---------- DATA SUPPLIED ----------

PR #2988, opened 2025-12-31
Improve accuracy of transactions origin Part 2: Store transaction metadata

tonidero:
### Description
Second part of #2987 

This PR adds:
- `LocalTransactionMetadata` data class to contain all cached metadata. This is stored in a map format with the key being a hash of the purchase token.
- `LocalTransactionMetadataCache` class to handle caching and retrieval of the above data.

### DIFF
--- a/api-tester/src/defaults/kotlin/com/revenuecat/apitester/kotlin/revenuecatui/PaywallTrackingAPI.kt
+++ b/api-tester/src/defaults/kotlin/com/revenuecat/apitester/kotlin/revenuecatui/PaywallTrackingAPI.kt
@@ -48,6 +48,7 @@ private class PaywallTrackingAPI {
             PaywallEventType.IMPRESSION,
             PaywallEventType.CANCEL,
             PaywallEventType.CLOSE,
+            PaywallEventType.EXIT_OFFER,
             -> {}
         }
     }
--- a/purchases/src/main/kotlin/com/revenuecat/purchases/common/events/BackendEvent.kt
+++ b/purchases/src/main/kotlin/com/revenuecat/purchases/common/events/BackendEvent.kt
@@ -69,6 +69,8 @@ internal sealed class BackendEvent : Event {
      * @property displayMode The display mode of the Paywall.
      * @property darkMode Whether the app was in dark mode at the time of the event.
      * @property localeIdentifier The locale identifier of the device.
+     * @property exitOfferType The type of exit offer shown. Only for exit offer events.
+     * @property exitOfferingID The offering ID of the exit offer shown. Only for exit offer events.
      */
     @Serializable
     @SerialName("paywalls")
@@ -91,6 +93,10 @@ internal sealed class BackendEvent : Event {
         val darkMode: Boolean,
         @SerialName("locale")
         val localeIdentifier: String,
+        @SerialName("exit_offer_type")
+        val exitOfferType: String? = null,
+        @SerialName("exit_offering_id")
+        val exitOfferingID: String? = null,
     ) : BackendEvent()
 
     @Serializable
--- a/purchases/src/main/kotlin/com/revenuecat/purchases/common/events/BackendStoredEvent.kt
+++ b/purchases/src/main/kotlin/com/revenuecat/purchases/common/events/BackendStoredEvent.kt
@@ -83,6 +83,8 @@ internal fun PaywallEvent.toBackendStoredEvent(
             displayMode = data.displayMode,
             darkMode = data.darkMode,
             localeIdentifier = data.localeIdentifier,
+            exitOfferType = data.exitOfferType?.value,
+            exitOfferingID = data.exitOfferingIdentifier,
         ),
     )
 }
--- a/purchases/src/main/kotlin/com/revenuecat/purchases/google/BillingWrapper.kt
+++ b/purchases/src/main/kotlin/com/revenuecat/purchases/google/BillingWrapper.kt
@@ -834,6 +834,14 @@ internal class BillingWrapper(
                     debugLog { "Activity is null, not showing Google Play in-app message." }
                     return@withConnectedClient
                 }
+                if (activity.isFinishing) {
+                    debugLog { "Activity is finishing, not showing Google Play in-app message." }
+                    return@withConnectedClient
+                }
+                if (activity.isDestroyed) {
+                    debugLog { "Activity is destroyed, not showing Google Play in-app message." }
+                    return@withConnectedClient
+                }
                 showInAppMessages(activity, inAppMessageParams) { inAppMessageResult ->
                     when (val responseCode = inAppMessageResult.responseCode) {
                         InAppMessageResult.InAppMessageResponseCode.NO_ACTION_NEEDED -> {
--- a/purchases/src/main/kotlin/com/revenuecat/purchases/paywalls/events/PaywallEvent.kt
+++ b/purchases/src/main/kotlin/com/revenuecat/purchases/paywalls/events/PaywallEvent.kt
@@ -27,6 +27,22 @@ enum class PaywallEventType(val value: String) {
      * The paywall was dismissed.
      */
     CLOSE("paywall_close"),
+
+    /**
+     * An exit offer will be shown to the user.
+     */
+    EXIT_OFFER("paywall_exit_offer"),
+}
+
+/**
+ * Types of exit offers. Meant for RevenueCatUI use.
+ */
+@InternalRevenueCatAPI
+enum class ExitOfferType(val value: String) {
+    /**
+     * An exit offer shown when the user attempts to dismiss the paywall without interacting.
+     */
+    DISMISS("dismiss"),
 }
 
 /**
@@ -57,6 +73,8 @@ data class PaywallEvent(
         val displayMode: String, // Refer to PaywallMode in the RevenueCatUI module.
         val localeIdentifier: String,
         val darkMode: Boolean,
+        val exitOfferType: ExitOfferType? = null,
+        val exitOfferingIdentifier: String? = null,
     )
 
     internal fun toPaywallPostReceiptData(): PaywallPostReceiptData {
--- a/purchases/src/main/kotlin/com/revenuecat/purchases/paywalls/events/PaywallStoredEvent.kt
+++ b/purchases/src/main/kotlin/com/revenuecat/purchases/paywalls/events/PaywallStoredEvent.kt
@@ -21,6 +21,7 @@ internal data class PaywallStoredEvent(
         }
     }
 
+    @OptIn(InternalRevenueCatAPI::class)
     fun toBackendEvent(): BackendEvent.Paywalls {
         return BackendEvent.Paywalls(
             id = event.creationData.id.toString(),
@@ -34,6 +35,8 @@ internal data class PaywallStoredEvent(
             displayMode = event.data.displayMode,
             darkMode = event.data.darkMode,
             localeIdentifier = event.data.localeIdentifier,
+            exitOfferType = event.data.exitOfferType?.value,
+            exitOfferingID = event.data.exitOfferingIdentifier,
         )
     }
 
--- a/purchases/src/test/java/com/revenuecat/purchases/backend_integration_tests/GoldenFileRecorder.kt
+++ b/purchases/src/test/java/com/revenuecat/purchases/backend_integration_tests/GoldenFileRecorder.kt
@@ -118,6 +118,7 @@ class GoldenFileRecorder(
             "Vary",
             "Authorization",
             "X-Version",
+            "Server-Timing",
             "Accept-Ranges",
         )
 
--- a/purchases/src/test/java/com/revenuecat/purchases/common/backend/BackendPaywallEventTest.kt
+++ b/purchases/src/test/java/com/revenuecat/purchases/common/backend/BackendPaywallEventTest.kt
@@ -59,6 +59,26 @@ class BackendPaywallEventTest {
         )
     ).map { it.toBackendEvent() })
 
+    private val exitOfferEventRequest = EventsRequest(listOf(
+        BackendStoredEvent.Paywalls(
+            BackendEvent.Paywalls(
+                id = "exit-offer-id",
+                version = 1,
+                type = PaywallEventType.EXIT_OFFER.value,
+                appUserID = "appUserID",
+                sessionID = "sessionID",
+                offeringID = "offeringID",
+                paywallRevision = 3,
+                timestamp = 123456789,
+                displayMode = "fullscreen",
+                darkMode = false,
+                localeIdentifier = "en_US",
+                exitOfferType = "dismiss",
+                exitOfferingID = "exit-offering-id",
+            )
+        )
+    ).map { it.toBackendEvent() })
+
     private lateinit var appConfig: AppConfig
     private lateinit var httpClient: HTTPClient
 
@@ -121,6 +141,40 @@ class BackendPaywallEventTest {
                         "\"display_mode\":\"footer\"," +
                         "\"dark_mode\":true," +
                         "\"locale\":\"en_US\"" +
+                    "}" +
+                "]" +
+            "}"
+        )
+    }
+
+    @Test
+    fun `postPaywallEvents posts exit offer events correctly`() {
+        mockHttpResult()
+        backend.postEvents(
+            exitOfferEventRequest,
+            baseURL = AppConfig.paywallEventsURL,
+            delay = Delay.DEFAULT,
+            onSuccessHandler = {},
+            onErrorHandler = { _, _ -> },
+        )
+        verifyCallWithBody(
+            "{" +
+                "\"events\":[" +
+                    "{" +
+                        "\"discriminator\":\"paywalls\"," +
+                        "\"id\":\"exit-offer-id\"," +
+                        "\"version\":1," +
+                        "\"type\":\"paywall_exit_offer\"," +
+                        "\"app_user_id\":\"appUserID\"," +
+                        "\"session_id\":\"sessionID\"," +
+                        "\"offering_id\":\"offeringID\"," +
+                        "\"paywall_revision\":3," +
+                        "\"timestamp\":123456789," +
+                        "\"display_mode\":\"fullscreen\"," +
+                        "\"dark_mode\":false," +
+                        "\"locale\":\"en_US\"," +
+                        "\"exit_offer_type\":\"dismiss\"," +
+                        "\"exit_offering_id\":\"exit-offering-id\"" +
                     "}" +
                 "]" +
             "}"
--- a/purchases/src/test/java/com/revenuecat/purchases/google/BillingWrapperTest.kt
+++ b/purchases/src/test/java/com/revenuecat/purchases/google/BillingWrapperTest.kt
@@ -1519,6 +1519,8 @@ class BillingWrapperTest {
     @Test
     fun `showing inapp messages calls show inapp messages correctly`() {
         val activity = mockk<Activity>()
+        every { activity.isFinishing } returns false
+        every { activity.isDestroyed } returns false
         every { mockClient.showInAppMessages(activity, any(), any()) } returns billingClientOKResult
 
         wrapper.showInAppMessagesIfNeeded(activity, InAppMessageType.values().toList()) {
@@ -1531,6 +1533,8 @@ class BillingWrapperTest {
     @Test
     fun `showing inapp messages handles inapp messages listener response correctly when no messages`() {
         val activity = mockk<Activity>()
+        every { activity.isFinishing } returns false
+        every { activity.isDestroyed } returns false
         val listenerSlot = slot<InAppMessageResponseListener>()
         every { mockClient.showInAppMessages(activity, any(), capture(listenerSlot)) } returns billingClientOKResult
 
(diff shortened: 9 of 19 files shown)


purchases/src/main/kotlin/com/revenuecat/purchases/common/caching/LocalTransactionMetadata.kt
```diff
@@ -0,0 +1,41 @@
...
+    val schemaVersion: Int = SCHEMA_VERSION,
+) {
+    companion object {
+        const val SCHEMA_VERSION = 1
+    }
+
+    @Serializable
+    data class TransactionMetadata(
+        @SerialName("user_id")
+        val userID: String,
```
rickvdl, line 27: On iOS I see this often (always?) mentioned as appUserID so I did the same in this structure on iOS.

purchases/src/main/kotlin/com/revenuecat/purchases/PostReceiptHelper.kt
```diff
@@ -151,8 +154,22 @@ internal class PostReceiptHelper(
         onSuccess: (PostReceiptResponse) -> Unit,
         onError: PostReceiptDataErrorCallback,
     ) {
+        val hasCachedTransactionMetadata = hasCachedTransactionMetadata(purchaseToken)
```
rickvdl, line 157: Nit: on iOS we use a `storeIfNeeded` helper method that performs these checks, should save a bit of duplicate code :)

purchases/src/test/java/com/revenuecat/purchases/common/caching/LocalTransactionMetadataCacheTest.kt
```diff
@@ -0,0 +1,496 @@
...
+import org.assertj.core.api.Assertions.assertThat
+import org.json.JSONObject
+import org.junit.Before
+import org.junit.Test
+import org.junit.runner.RunWith
+import org.robolectric.annotation.Config
+
+@RunWith(AndroidJUnit4::class)
+@Config(manifest = Config.NONE)
+class LocalTransactionMetadataCacheTest {
```
rickvdl: Nice set of tests 😄

rickvdl (commented):
Nice work! Also great set of tests 🙌

rickvdl (approved):

purchases/src/main/kotlin/com/revenuecat/purchases/common/caching/LocalTransactionMetadata.kt
tonidero: You're right, I should use that naming here as well, thanks!

purchases/src/main/kotlin/com/revenuecat/purchases/common/caching/LocalTransactionMetadataCache.kt
```diff
@@ -0,0 +1,121 @@
+package com.revenuecat.purchases.common.caching
+
+import com.revenuecat.purchases.JsonTools
+import com.revenuecat.purchases.common.debugLog
+import com.revenuecat.purchases.common.errorLog
+import com.revenuecat.purchases.common.sha1
+import com.revenuecat.purchases.common.verboseLog
+import kotlinx.serialization.SerializationException
+import kotlinx.serialization.json.Json
+import java.util.concurrent.atomic.AtomicReference
```
JayShortway: This needs [core library desugaring](https://developer.android.com/studio/write/java8-support-table) afaik 🙁 

Maybe we can just use a good ol' lock?

tonidero: I *think* it's only some methods on this class, but not the entire class right?
image

Still, great callout! might indeed be worth to avoid using this altogether, since it could indeed be easy to use the affected methods or try to use it in other parts of the code... So I will change to use a Lock just in case 👍

tonidero: After taking a closer look, we don't really need the `AtomicReference` at all, since the methods in the cache are already `@Synchronized`, so I removed that. Lmk what you think 🙏

purchases/src/main/kotlin/com/revenuecat/purchases/common/caching/LocalTransactionMetadata.kt
```diff
@@ -0,0 +1,41 @@
...
+import kotlinx.serialization.Serializable
+
+/**
+ * Contains ephemeral data associated with purchases that may be lost during retry attempts.
+ * This data is cached before posting receipts and cleared upon a successful post attempt.
+ */
+@Serializable
+internal data class LocalTransactionMetadata(
+    @SerialName("purchase_data_by_token_hash")
+    val purchaseDataByTokenHash: Map<String, TransactionMetadata>,
```
ajpallares, line 15: Probably this has been discussed already (and I may have missed it) but, why store only one `local_transaction_metadata` file with all the transactions metadata instead of one transaction metadata file per transaction?
I do think this makes sense btw, but wanted to know the reason. I'll probably do the same in iOS

purchases/src/main/kotlin/com/revenuecat/purchases/common/caching/LocalTransactionMetadataStore.kt
```diff
@@ -0,0 +1,119 @@
...
+
+    private var cachedData: LocalTransactionMetadata? = null
+
+    @Synchronized
+    fun cacheLocalTransactionMetadata(
+        purchaseToken: String,
+        data: LocalTransactionMetadata.TransactionMetadata,
+    ) {
+        if (hasCachedData(purchaseToken)) {
+            debugLog { "Purchase data already cached for token: $purchaseToken. Skipping cache." }
```
ajpallares, line 27: Just making sure we **always** want this. Could we ever want to update this cache with additional data that was missing before?

tonidero: I don't think additional data after the purchase is made would be useful I think... at least nothing comes to mind but lmk if you have other thoughts!

purchases/src/main/kotlin/com/revenuecat/purchases/common/caching/LocalTransactionMetadata.kt
tonidero: TBH, either could work... my thinking was to try to keep a version of this in memory, and for that, having it on a single file was easier. I'm actually using SharedPreferences right now for simplicity, but we could change it to a separate single file if needed.
One thing is to make sure we use the api key as part of the key as well. I don't think changing api keys is that common, but this way we avoid shipping this to the wrong app in that scenario.

purchases/src/main/kotlin/com/revenuecat/purchases/common/caching/LocalTransactionMetadataStore.kt
ajpallares: Yeah, I agree. I can't think of anything either

purchases/src/main/kotlin/com/revenuecat/purchases/common/caching/LocalTransactionMetadata.kt
ajpallares: I like the idea, yes. I will do the same in iOS to also have a version of it in memory. I think it's safe to assume that we won't have a big object in memory due to multiple transactions metadata being cached at the same time time, so there's no really use to storing them separately 👍 
> One thing is to make sure we use the api key as part of the key as well. I don't think changing api keys is that common, but this way we avoid shipping this to the wrong app in that scenario.

That's a very good point, yes. I'll take that into account for iOS and make sure I'll be storing using an api-key based key. Great suggestion!

purchases/src/main/kotlin/com/revenuecat/purchases/common/caching/LocalTransactionMetadataStore.kt
```diff
@@ -0,0 +1,119 @@
...
+            localTransactionMetadata
+        } catch (e: SerializationException) {
+            errorLog(e) { "Failed to deserialize local transaction metadata. Clearing cache." }
+            deviceCache.remove(CACHE_KEY)
+            null
+        }
+    }
+
+    private fun getTokenHash(purchaseToken: String): String {
+        return purchaseToken.sha1()
```
ajpallares, line 109: Probably not a big deal, but, SHA1 is considered [cryptographically insecure](https://developer.apple.com/documentation/cryptokit/insecure/sha1). Is there any objection to using a secure hash like SHA512, for example?

tonidero: TBH, we might not even need to do this since we're already storing the original purchase token as well... This is mostly a way to key them by something unique that is not super long, and wanted something quick (sha1 is supposed to be faster). But honestly not a strong opinion, lmk and happy to change it to something else (probably sha512 no since I think that may be slower, no need to use too much computation for this I think)

ajpallares: Right! It's true that the token itself is being saved "plain" in the `TransactionMetadata`. I hadn't though of that. I don't have a strong opinion on this either. We can leave it as sha1 then 👍

purchases/src/main/kotlin/com/revenuecat/purchases/common/caching/LocalTransactionMetadata.kt
tonidero: Did this rename in this other PR: https://github.com/RevenueCat/purchases-android/pull/2993

purchases/src/main/kotlin/com/revenuecat/purchases/PostReceiptHelper.kt
tonidero: Looking at the latest logic [in the latest PR](https://github.com/RevenueCat/purchases-android/pull/2993), we need to know whether it was cached or not in order to clear it from cache. We can probably do this in a different way, but I think I might leave the logic as it is for now. Do lmk if you feel strongly about it and can dedicate some more time to fix it.

purchases/src/main/kotlin/com/revenuecat/purchases/PostReceiptHelper.kt
```diff
@@ -151,8 +154,22 @@ internal class PostReceiptHelper(
...
 
+        if (shouldCacheTransactionMetadata) {
+            val dataToCache = LocalTransactionMetadata.TransactionMetadata(
+                userID = appUserID,
+                token = purchaseToken,
+                receiptInfo = receiptInfo,
+                paywallPostReceiptData = presentedPaywall?.toPaywallPostReceiptData(),
+                observerMode = !finishTransactions,
+            )
+            localTransactionMetadataCache.cacheLocalTransactionMetadata(purchaseToken, dataToCache)
```
JayShortway: This does 2 cache reads and a write. In between those calls the cache state could have changed. 
- `hasCachedTransactionMetadata` calls `localTransactionMetadataCache.getLocalTransactionMetadata`
- `shouldCacheTransactionMetadata` calls `localTransactionMetadataCache.getLocalTransactionMetadata`
- lastly `localTransactionMetadataCache.cacheLocalTransactionMetadata` is called.

Maybe the `LocalTransactionMetadataCache` could have a `storeIfNeeded` function that handles thread safety internally, avoiding the need for external locks?

purchases/src/main/kotlin/com/revenuecat/purchases/common/caching/LocalTransactionMetadataCache.kt
```diff
@@ -0,0 +1,119 @@
...
+
+import com.revenuecat.purchases.JsonTools
+import com.revenuecat.purchases.common.debugLog
+import com.revenuecat.purchases.common.errorLog
+import com.revenuecat.purchases.common.sha1
+import com.revenuecat.purchases.common.verboseLog
+import kotlinx.serialization.SerializationException
+import kotlinx.serialization.json.Json
+
+internal class LocalTransactionMetadataCache(
```
JayShortway: I know I used the term "cache", and this is definitely not the biggest of deals, but this is not really a cache 😅 Maybe we can call it something else, like `LocalTransactionMetadataStore`? FFTI

purchases/src/main/kotlin/com/revenuecat/purchases/common/caching/LocalTransactionMetadataCache.kt
```diff
@@ -0,0 +1,119 @@
...
+            errorLog(e) { "Failed to serialize local transaction metadata" }
+        }
+    }
+
+    fun getLocalTransactionMetadata(purchaseToken: String): LocalTransactionMetadata.TransactionMetadata? {
+        return getCachedData()?.purchaseDataByTokenHash?.get(getTokenHash(purchaseToken))
+    }
+
+    @Synchronized
+    fun clearLocalTransactionMetadata(purchaseTokens: List<String>) {
```
JayShortway: Should this be a set?
```suggestion
    fun clearLocalTransactionMetadata(purchaseTokens: Set<String>) {
```

purchases/src/main/kotlin/com/revenuecat/purchases/common/caching/LocalTransactionMetadataStore.kt
```diff
@@ -0,0 +1,119 @@
...
+        val tokenHashesToClear = purchaseTokens.map { getTokenHash(it) }.toSet()
+        val existingTokenHashes = existingData.purchaseDataByTokenHash.keys
+
+        val tokensNotFound = tokenHashesToClear - existingTokenHashes
+        if (tokensNotFound.isNotEmpty()) {
+            debugLog {
+                "Some transaction metadata not found in cache when trying to clear: ${tokensNotFound.size} tokens. " +
+                    "Ignoring."
+            }
+        }
```
JayShortway: Do we need to log this? I had to do a double take to understand. At first I thought we were early returning.
If we want to log it, maybe we can phrase it differently:

```kotlin
"Ignoring clearing metadata for ${tokensNotFound.size} transaction(s) as they are not locally persisted."
```

purchases/src/main/kotlin/com/revenuecat/purchases/common/caching/LocalTransactionMetadataStore.kt
```diff
@@ -0,0 +1,119 @@
...
+import com.revenuecat.purchases.common.verboseLog
+import kotlinx.serialization.SerializationException
+import kotlinx.serialization.json.Json
+
+internal class LocalTransactionMetadataCache(
+    private val deviceCache: DeviceCache,
+    private val json: Json = JsonTools.json,
+) {
+    private companion object {
+        const val CACHE_KEY = "local_transaction_metadata"
```
JayShortway, line 16: Instead of using `DeviceCache` and a single key, we could also use a separate `SharedPreferences` file for this, and each transaction could have its own key? That way we don't need to read everything in memory each time, and it's easier to support backwards compatibility.

tonidero: So I'm ok separating to a different SharedPreferences file if we prefer, but I might want to keep it under a single key. Reason is that we still need to access all the cached values when attempting to flush any remaining data, as can be seen in this follow-up PR: https://github.com/RevenueCat/purchases-android/pull/2993/

JayShortway: Hmm can't we use [`SharedPreferences.getAll()`](https://developer.android.com/reference/android/content/SharedPreferences#getAll()) for that?

tonidero: Indeed we can, but basically this means we need to also fetch this in memory on every app foreground anyway right? My thoughts were to have more control by having a single serializable object stored, and then, we have an instance of this "global" object cached in memory for faster access (note that I don't expect this object to ever get too big)

TBH, I think either approach could work and I don't feel too strongly either case, so I can change it if you prefer.

purchases/src/main/kotlin/com/revenuecat/purchases/PostReceiptHelper.kt
tonidero: You have a point... @rickvdl also suggested this, and I see the possible edge cases. Changing it, thanks!!

purchases/src/main/kotlin/com/revenuecat/purchases/common/caching/LocalTransactionMetadataCache.kt
tonidero: cc @ajpallares

purchases/src/main/kotlin/com/revenuecat/purchases/common/caching/LocalTransactionMetadataStore.kt
JayShortway: True, but we would read the whole thing in memory only once, instead of every time we want to read or write a single transaction. 

I also think it would be easier to handle backwards compatibility if we are dealing with individual `TransactionMetadata` objects. For instance in the future we could have `TransactionMetadataV1` and `TransactionMetadataV2`, and when deserializing we check which one we actually got. 

That to me sounds easier than having to manage a `Map<String, TransactionMetadataV1OrV2>`. Both are definitely possible though. It's not a blocker for me.

tonidero: I've applied this change in a follow-up PR to avoid conflicts: https://github.com/RevenueCat/purchases-android/pull/3002

purchases/src/main/kotlin/com/revenuecat/purchases/common/caching/LocalTransactionMetadataStore.kt
tonidero: Removed log in https://github.com/RevenueCat/purchases-android/pull/2988/commits/86440d047626a1be43a35db96fe07edd2ef31eb0. Agreed, seemed a bit unnecessary.

purchases/src/main/kotlin/com/revenuecat/purchases/PostReceiptHelper.kt
tonidero: I ended up moving the refactors here to this last PR: https://github.com/RevenueCat/purchases-android/pull/3002. Note that I ended up having the synchonous method live in the PostReceiptHelper. Reason is that between the fetching and caching of data, there is some orchestration that needs to happen, and that's much simpler in the PostReceiptHelper. Lmk what you think!

purchases/src/main/kotlin/com/revenuecat/purchases/common/caching/LocalTransactionMetadataStore.kt
JayShortway: Thank you!

purchases/src/test/java/com/revenuecat/purchases/common/caching/LocalTransactionMetadataStoreTest.kt
```diff
@@ -0,0 +1,492 @@
...
+                    "session_id":"session_id",
+                    "revision":1,
+                    "display_mode":"full_screen",
+                    "dark_mode":false,
+                    "locale":"en_US",
+                    "offering_id":"offering_id"
+                 },
+                 "observer_mode":false
+              }
+           }
```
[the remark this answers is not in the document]
JayShortway: Hmm, I would expect tests to fail if this were true.

purchases/src/main/kotlin/com/revenuecat/purchases/PostReceiptHelper.kt
JayShortway: Works for me!

purchases/src/test/java/com/revenuecat/purchases/common/caching/LocalTransactionMetadataStoreTest.kt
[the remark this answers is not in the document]
tonidero: Hmm right... this is because that value is a default, and the json instance we're using does not encode defaults... This could indeed be a problem, if we ever need to migrate data (not right now, but with more migrations, it could...).

I think I might remove the field for now, and we can add it once we need to do the first migration? We don't really know if/when we would need to migrate data, so probably better to not change the encoder without need I think. Will remove this field for now in the [last PR](https://github.com/RevenueCat/purchases-android/pull/3002) of the chain. Thanks for mentioning this!!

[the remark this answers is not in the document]
tonidero: As mentioned, I ended up just removing this property in the follow-up PR. https://github.com/RevenueCat/purchases-android/pull/3002/commits/3df3c900103507c9139c540f881280e55794a887. We can add it once we actually need to do a migration I think. cc @ajpallares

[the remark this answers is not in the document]
ajpallares: Makes sense! The lack of a value can be itself a value when we need to do the migration. Thanks for the ping!

rickvdl (approved):
Thanks for all the iterations 🙌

----------

_WORK INSTRUCTION_
Tally the lines above with "sense", please; number only.

_RESULT OF THIS TASK_
2